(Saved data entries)
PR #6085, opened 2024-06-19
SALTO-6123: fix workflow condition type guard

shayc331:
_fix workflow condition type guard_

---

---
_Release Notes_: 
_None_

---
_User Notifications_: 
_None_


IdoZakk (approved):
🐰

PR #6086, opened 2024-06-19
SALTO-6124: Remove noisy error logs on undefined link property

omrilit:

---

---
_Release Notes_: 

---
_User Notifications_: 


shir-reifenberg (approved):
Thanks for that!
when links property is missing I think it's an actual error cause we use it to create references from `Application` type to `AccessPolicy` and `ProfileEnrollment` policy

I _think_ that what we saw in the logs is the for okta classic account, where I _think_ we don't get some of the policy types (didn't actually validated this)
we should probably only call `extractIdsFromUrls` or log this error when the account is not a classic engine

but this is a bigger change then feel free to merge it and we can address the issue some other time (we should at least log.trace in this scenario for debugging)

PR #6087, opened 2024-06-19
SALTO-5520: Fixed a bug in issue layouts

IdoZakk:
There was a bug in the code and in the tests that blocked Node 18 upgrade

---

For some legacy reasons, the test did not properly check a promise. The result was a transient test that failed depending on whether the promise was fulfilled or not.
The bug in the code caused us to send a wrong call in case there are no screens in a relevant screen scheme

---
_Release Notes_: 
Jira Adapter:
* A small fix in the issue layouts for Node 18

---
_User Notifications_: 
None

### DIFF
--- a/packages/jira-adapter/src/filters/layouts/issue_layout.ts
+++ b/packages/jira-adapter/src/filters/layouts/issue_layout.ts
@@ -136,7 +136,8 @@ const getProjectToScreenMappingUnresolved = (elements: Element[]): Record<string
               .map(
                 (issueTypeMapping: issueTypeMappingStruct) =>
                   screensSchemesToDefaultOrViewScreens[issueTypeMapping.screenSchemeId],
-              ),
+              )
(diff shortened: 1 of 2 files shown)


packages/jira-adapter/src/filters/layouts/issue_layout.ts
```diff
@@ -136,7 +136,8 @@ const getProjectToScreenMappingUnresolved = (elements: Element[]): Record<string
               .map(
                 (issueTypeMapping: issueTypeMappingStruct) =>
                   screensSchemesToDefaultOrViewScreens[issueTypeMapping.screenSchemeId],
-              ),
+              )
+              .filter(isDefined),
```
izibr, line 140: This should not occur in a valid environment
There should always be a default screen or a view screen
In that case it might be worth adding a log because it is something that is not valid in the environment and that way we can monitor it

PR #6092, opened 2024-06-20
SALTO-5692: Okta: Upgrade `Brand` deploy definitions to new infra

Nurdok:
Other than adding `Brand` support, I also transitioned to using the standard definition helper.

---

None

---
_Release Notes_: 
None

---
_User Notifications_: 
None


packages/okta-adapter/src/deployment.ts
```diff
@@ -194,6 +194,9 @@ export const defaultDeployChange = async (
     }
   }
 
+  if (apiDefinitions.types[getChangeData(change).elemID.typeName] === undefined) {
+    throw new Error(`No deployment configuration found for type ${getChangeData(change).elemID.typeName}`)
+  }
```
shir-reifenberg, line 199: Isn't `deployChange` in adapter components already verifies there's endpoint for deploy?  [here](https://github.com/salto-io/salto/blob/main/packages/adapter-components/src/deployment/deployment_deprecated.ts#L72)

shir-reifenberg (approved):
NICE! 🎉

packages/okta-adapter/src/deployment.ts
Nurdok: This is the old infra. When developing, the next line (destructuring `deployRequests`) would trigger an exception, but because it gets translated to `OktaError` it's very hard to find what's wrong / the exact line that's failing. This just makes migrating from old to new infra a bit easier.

_TRY IT_
Pick out each line above that includes "packages" and show it.

_ANSWER_
--- a/packages/jira-adapter/src/filters/layouts/issue_layout.ts
+++ b/packages/jira-adapter/src/filters/layouts/issue_layout.ts
packages/jira-adapter/src/filters/layouts/issue_layout.ts
packages/okta-adapter/src/deployment.ts
shir-reifenberg, line 199: Isn't `deployChange` in adapter components already verifies there's endpoint for deploy?  [here](https://github.com/salto-io/salto/blob/main/packages/adapter-components/src/deployment/deployment_deprecated.ts#L72)
packages/okta-adapter/src/deployment.ts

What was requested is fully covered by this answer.